MMPD: Diverse Time Series Forecasting via Multi-Mode Patch Diffusion Loss (ICLR 2026)

This is the official implementation of "MMPD: Diverse Time Series Forecasting via Multi-Mode Patch Diffusion Loss", published at ICLR 2026.

🔥 Overview

In this work, we point out that the conventional MSE-centric training implicitly assumes the future follows an independent Gaussian distribution, which is oversimplified for real-world data, especially when similar historical patterns can lead to multiple diverse outcomes. Therefore, the loss function, rather than the model architecture, becomes the bottleneck of deep time series forecasting. To fill the gap, we propose MMPD loss, which uses the diffusion process to model complex distributions, and generates multiple diverse predictions with associated probabilities through a multi-mode inference algorithm.

MSE (Left) v.s. MMPD (Right) using the same backbone. MSE produces a single ambiguous prediction, while MMPD generates multiple sharp predictions with associated probabilities.

⚙️ Methodology

1. Loss from a Borader View

Conventional approach maps $x$ into a point estimate $\hat{y}=f_\theta(x)$, and computes $L(\hat{y}, y)$. To model complex distributions, we decouple the network into a backbone $h_\psi$ and a projector $g_\phi$, and treat the projector as part of the loss. This yields a composite loss between backbone output and target $Loss^\phi(H, y)$, enabling flexible modeling of complex distributions.

Loss from a broader view. The projector is part of the loss, allowing for more flexible loss design.

2. Patch Consistent MLP

MMPD loss is based on a patch-based diffusion process, and a patch consistent MLP is used as the denoiser. Different from conventional MLPs that independently denoise each patch condtioned on its corresponding token, patch consistent MLP also includes adjacent noisy patches as condition, ensuring consistency across patches.

Patch Consistent MLP. To predict the noise in patch j, adjacent noisy patches centered around j (colored in red) are also included as condition, ensuring consistency across denoised patches.

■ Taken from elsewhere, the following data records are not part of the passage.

PR #144, opened 2021-03-18
ref for position can't be reset with MRR

Shelnutt2:
For variable length dimensions we were resetting the `ref_length` and reallocating `ref` when the handler called for `position()` based on the string size of the current coordinates. This doesn't work for MRR cases though because the address of `ref` is taken before `position()` is called.

The quick fix is we'll always set the `ref_length` to the maximum allowed size of a row. This means we'll allocate an extra 65KB, but in the grand scheme this is insignificant for most usages and we only generally store a small amount of positions.

### DIFF
--- a/mytile/ha_mytile.cc
+++ b/mytile/ha_mytile.cc
@@ -229,9 +229,18 @@ int tile::mytile::open(const char *name, int mode, uint test_if_locked) {
     // Set ref length used for storing reference in position(), this is the size
     // of a subarray for querying
     this->ref_length = 0;
+    bool any_var_length = false;
     for (const auto &dim : domain.dimensions()) {
+      if (dim.cell_val_num() == TILEDB_VAR_NUM) {
+        any_var_length = true;
+        break;
+      }
       this->ref_length += sizeof(uint64_t);
       this->ref_length += tiledb_datatype_size(dim.type());
+    }
+
+    if (any_var_length) {
+      this->ref_length = MAX_FIELD_VARCHARLENGTH;
     }
 
     // If the user requests we will compute the table records on opening the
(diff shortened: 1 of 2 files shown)


mytile/ha_mytile.cc
```diff
@@ -1207,7 +1199,11 @@ void tile::mytile::position(const uchar *record) {
...
   if (coords.size() > this->ref_length) {
-    realloc_ref_based_size(coords.size());
+    my_printf_error(
+        ER_UNKNOWN_ERROR,
+        "[position] error dimensions longer than ref_length for %s :",
+        ME_ERROR_LOG | ME_FATAL, this->uri.c_str());
+    DBUG_VOID_RETURN;
   }
 
   memcpy(this->ref, coords.data(), this->ref_length);
```
ihnorton, line 1209: Does `this->ref_length` need to get set to `coords.size()` before this call?

Shelnutt2: We set in the `open`. I have also seen some storage engines set it in `info`, but we only set it in `open`

ihnorton: What I'm trying to figure out is:
- with this change it's set to `this->ref_lenght = MAX_FIELD_VARCHARLENGTH`
- so it seems like we could have a situation where `coords.size() < MAX_FIELD_VARCHARLENGTH` -- but maybe I missed either where it is updated (or `coords` is guaranteed to be padded out to that length?)

ihnorton: (wondering if there could be a `memcpy` past the end of `coords)

Shelnutt2: This is a good catch, this will memcpy pasted the size of coords. I've now added a `std::min` to only the smallest of the two's size.

ihnorton (approved):
LGTM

3. Multi-Mode Inference Algorithm

Observing the multi-mode pattern in diffusion samples, a multi-mode inference algorithm is devised to extract multiple predictions with probabilities. It fits an variational Gaussian Mixture Model (GMM) with evolving priors alongside the reverse process. At the end of the reverse process, multi-mode predictions are obtained simultaneously with diffusion samples.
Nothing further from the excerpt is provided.